FIG. 2 is an SNR calculation table.
FIG. 3 is a bit rate calculation table (in the case of a sampling frequency of 48 KHz).
FIG. 4 is an explanatory diagram of bit allocation and bit rate determination control.
FIG. 5 is an explanatory diagram of an average MNR value for an input white noise signal in the prior art.
FIG. 6 is an explanatory diagram of an average MNR value for an input sine wave signal in the prior art.
FIG. 7 is an explanatory diagram of another control of bit allocation and bit rate determination.
FIG. 8 is a configuration diagram of a speech encoding apparatus according to a second embodiment of the present invention.
FIG. 9 is a specific example of a background noise detection unit.
FIG. 10 is a processing flow of the second embodiment.
FIG. 11 is a configuration diagram of a remote monitoring system.
FIG. 12 is a masking threshold characteristic diagram;
FIG. 13 is an explanatory diagram of a frame configuration.
FIG. 14 is an explanatory diagram of the structure of an audio bitstream.
FIG. 15 is a configuration diagram of an audio data portion of an audio bitstream.
FIG. 16 is a configuration diagram of a conventional speech encoder.

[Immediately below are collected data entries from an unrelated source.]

PR #1174, opened 2020-06-18
Synthesize Window PoSt circuit in parallel when generating Groth proofs.

porcuquine:
This just needs dependencies updated after https://github.com/filecoin-project/bellman/pull/86 merges and the intermediate packages are updated/released.


dignifiedquire:
needs rebase

Cargo.toml
```diff
@@ -9,3 +9,7 @@ members = [
   "fil-proofs-tooling",
   "sha2raw"
 ]
+
+[patch.crates-io]
```
dignifiedquire, line 13: (just noting so it doesn't get lost) this needs to be removed before merging

PR #1175, opened 2020-06-18
feat: extend update_tree_r_cache command with new features

cryptonemo:
Added are 'inspect' and 'verify' options.  Inspect makes sure the cache is consistent with itself and verify rebuilds trees and then verifies against the cached data (which can detect an error in the replica data).

### DIFF
--- a/fil-proofs-tooling/src/bin/update_tree_r_cache/main.rs
+++ b/fil-proofs-tooling/src/bin/update_tree_r_cache/main.rs
@@ -1,20 +1,28 @@
-use std::fs::{create_dir_all, OpenOptions};
+use std::fs::{create_dir_all, remove_dir_all, OpenOptions};
 use std::path::{Path, PathBuf};
 
-use anyhow::{Context, Result};
+use anyhow::{ensure, Context, Result};
+use bincode::deserialize;
 use clap::{value_t, App, Arg, SubCommand};
-use generic_array::typenum::{U0, U8};
+use generic_array::typenum::{self, Unsigned};
 use memmap::MmapOptions;
-use merkletree::store::StoreConfig;
+use merkletree::merkle::get_merkle_tree_len;
+use merkletree::store::{ExternalReader, ReplicaConfig, Store, StoreConfig};
+use tempdir::TempDir;
+use typenum::{U0, U8};
 
 use filecoin_proofs::constants::*;
 use filecoin_proofs::types::*;
 use storage_proofs::cache_key::CacheKey;
-use storage_proofs::merkle::LCTree;
-use storage_proofs::merkle::{get_base_tree_count, split_config_and_replica};
+use storage_proofs::merkle::{create_lc_tree, get_base_tree_count, split_config_and_replica};
+use storage_proofs::merkle::{LCStore, LCTree, MerkleTreeTrait};
 use storage_proofs::util::{default_rows_to_discard, NODE_SIZE};
 
-fn run_update(sector_size: usize, cache: PathBuf, replica_path: PathBuf) -> Result<()> {
+fn get_tree_r_info(
+    sector_size: usize,
+    cache: &PathBuf,
+    replica_path: &PathBuf,
+) -> Result<(usize, usize, Vec<StoreConfig>, ReplicaConfig)> {
     let tree_count = match sector_size as u64 {
         SECTOR_SIZE_2_KIB => get_base_tree_count::<SectorShape2KiB>(),
         SECTOR_SIZE_4_KIB => get_base_tree_count::<SectorShape4KiB>(),
@@ -25,8 +33,9 @@ fn run_update(sector_size: usize, cache: PathBuf, replica_path: PathBuf) -> Resu
         SECTOR_SIZE_64_GIB => get_base_tree_count::<SectorShape64GiB>(),
         _ => panic!("Unsupported sector size"),
     };
+
     // Number of nodes per base tree
-    let nodes_count = sector_size / NODE_SIZE / tree_count;
+    let base_tree_leafs = sector_size / NODE_SIZE / tree_count;
 
     // If the cache dir doesn't exist, create it
     if !Path::new(&cache).exists() {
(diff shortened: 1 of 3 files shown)


dignifiedquire:
I am sorry, the CI seems to be flaky since adding the new caching :( I still quite understand why though :/

cryptonemo:
> I am sorry, the CI seems to be flaky since adding the new caching :( I still quite understand why though :/

Ah, I was sanity checking here, and of course things pass locally.  Good to know it's not just me then :-)

fil-proofs-tooling/src/bin/update_tree_r_cache/main.rs
```diff
@@ -64,27 +132,206 @@ fn run_update(sector_size: usize, cache: PathBuf, replica_path: PathBuf) -> Resu
...
+
+    println!("CommRLast from p_aux: {:?}", p_aux.comm_r_last);
+    println!(
+        "CommRLast [cached tree_r_last root]: {:?}",
+        tree_r_last_root
+    );
+    let status = if tree_r_last_root == p_aux.comm_r_last {
+        "MATCH"
+    } else {
+        "MIS-MATCH"
```
porcuquine, line 232: Any chance I can convince you to use the word "MISMATCH"?

fil-proofs-tooling/src/bin/update_tree_r_cache/main.rs
```diff
@@ -64,27 +132,206 @@ fn run_update(sector_size: usize, cache: PathBuf, replica_path: PathBuf) -> Resu
...
+        let p_aux_path = cache.join(CacheKey::PAux.to_string());
+        let p_aux_bytes = std::fs::read(&p_aux_path)
+            .with_context(|| format!("could not read file p_aux={:?}", p_aux_path))?;
+
+        deserialize(&p_aux_bytes)
+    }?;
+
+    // Rebuild each of the tree_r_last base trees (in a new temp dir so as not to interfere
+    // with any existing ones on disk) and check if the roots match what's cached on disk
+    let tmp_dir = TempDir::new("tree-r-last-verify")?;
```
porcuquine, line 279: I might not completely follow the intended usage, so this question may not be quite right.

Under what circumstances would I want to go to the trouble of rebuilding the tree — in order to check the stored versions of the tree — but then discard the tree if the stored one is wrong?

If the answer is, "You wouldn't. If there is a mismatch, we will repair the existing trees by replacing with the correct ones just generated," then great. If not, perhaps we should consider that?

We should at least make sure there's no intended workflow in which a problem would be detected as above, and the solution would then involve rebuilding the tree *again* to replace.

porcuquine:
Regarding CI failures: I lack the context to know why we should feel comfortable ignoring what have the appearance of real test failures, which — if tests are accurate — would be significant.

I don't think we should develop a habit of skipping or removing tests because they are failing. If we start down that road, it will be very hard to recover if a real problem goes undetected.

Have we seen these failures elsewhere? We need to diagnose/debug this unless we have high confidence about what is going on and why it's not an immediate problem. (I can accept this might be true if someone presents the case to me.)

porcuquine:
After reading previous comments more closely: if the new caching made CI flaky, we should consider reverting the new caching until we can ascertain that this is a CI problem (and fix it). If there is any chance that the new caching is itself flaky and this is being exposed by the tests, we should *not* release it. If we want to claim this is not possible, we should consider what method we *would* use to detect intermittent incorrectness of the caching code.

fil-proofs-tooling/src/bin/update_tree_r_cache/main.rs
cryptonemo: This is a verify command (separate from rebuild).

If the replica data is bad and the cached trees mis-match, there's no point in rebuilding at all.  

This command verifies that the replica data has not changed and that the cached trees match based on that assumption.  If there's a mis-match, we don't know which is correct, but will report that mis-match.

fil-proofs-tooling/src/bin/update_tree_r_cache/main.rs
```diff
@@ -64,27 +132,206 @@ fn run_update(sector_size: usize, cache: PathBuf, replica_path: PathBuf) -> Resu
...
+        SECTOR_SIZE_32_GIB => {
+            let (tree_r_last, base_tree_roots) =
+                build_tree_r_last::<SectorShape32GiB>(sector_size, &cache, &replica_path)?;
+            (tree_r_last.root(), base_tree_roots)
+        }
+        SECTOR_SIZE_64_GIB => {
+            let (tree_r_last, base_tree_roots) =
+                build_tree_r_last::<SectorShape64GiB>(sector_size, &cache, &replica_path)?;
+            (tree_r_last.root(), base_tree_roots)
+        }
```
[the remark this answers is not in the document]
cryptonemo: Can look at, forgot about that macro.

filecoin-proofs/src/constants.rs
```diff
@@ -128,6 +128,13 @@ pub type DefaultBinaryTree = storage_proofs::merkle::BinaryMerkleTree<DefaultTre
 pub type DefaultOctTree = storage_proofs::merkle::OctMerkleTree<DefaultTreeHasher>;
 pub type DefaultOctLCTree = storage_proofs::merkle::OctLCMerkleTree<DefaultTreeHasher>;
 
+// Generic shapes
+pub type SectorShapeBase = LCTree<DefaultTreeHasher, U8, U0, U0>;
+pub type SectorShapeSub2 = LCTree<DefaultTreeHasher, U8, U2, U0>;
+pub type SectorShapeSub8 = LCTree<DefaultTreeHasher, U8, U8, U0>;
+pub type SectorShapeTop2 = LCTree<DefaultTreeHasher, U8, U8, U2>;
+
```
porcuquine, line 136: The one further step I would take is to use these types in the definitions directly below. That will also make the correctness of the following predicates easiest to verify and keep in sync.

filecoin-proofs/src/constants.rs
```diff
@@ -134,17 +134,20 @@ pub type SectorShapeSub2 = LCTree<DefaultTreeHasher, U8, U2, U0>;
...
+pub type SectorShape4KiB = SectorShapeSub2;
+pub type SectorShape16MiB = SectorShapeSub2;
+pub type SectorShape1GiB = SectorShapeSub2;
+
+pub type SectorShape16KiB = SectorShapeSub8;
+pub type SectorShape32GiB = SectorShapeSub8;
+
+pub type SectorShape32KiB = SectorShapeTop2;
+pub type SectorShape64GiB = SectorShapeTop2;
```
porcuquine, line 150: Perfect, so much better. Thank you.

FIG. 17 is an explanatory diagram of bit allocation control of a conventional bit allocation unit.
[Explanation of symbols]
31. Band division filter 32 Psychological auditory model 33 Bit allocation unit 34 MNR holding unit 35 Bit rate determination unit 36 Encoding unit 37 encoding the number of quantized bits Calculation unit 38.. Encoding unit 39 that encodes scale factor... Quantization unit 40.

Claims

In a speech encoding apparatus that divides a speech signal into a plurality of bands, assigns a quantization bit number for each band, quantizes and transmits a speech signal in each band with the assigned number of bits,
MNR calculating means for calculating the ratio MNR of the quantization noise level N to the voice mask level M for each band;
MNR setting means for setting the lower limit value of MNR,
Means for comparing the minimum MNR of the MNRs in each band with the set MNR; if the minimum MNR is smaller than the set MNR, means for increasing the number of quantization bits in the band corresponding to the minimum MNR by one;
Until the minimum MNR is equal to or larger than the set MNR, the MNR of each band is calculated, the minimum MNR is compared with the set MNR, and the quantization bit allocation control to the minimum MNR band is performed. Bit allocation means for ending quantization bit allocation control when equal to or greater than the set MNR,
Means for quantizing the audio signal of each band with the assigned number of quantization bits;
Bit rate determining means for determining the bit rate for transmitting audio data in consideration of the number of quantization bits assigned to each band ;
The bit allocating means monitors whether the bit rate obtained from the total number of bits allocated to each band has changed significantly from the bit rate of the previous frame during the quantization bit number allocation process, The bit allocation process is discontinued when changed to, and the quantization means quantizes the audio signal in each band with the number of quantization bits allocated to each band until the bit allocation is terminated.
A speech encoding apparatus characterized by that.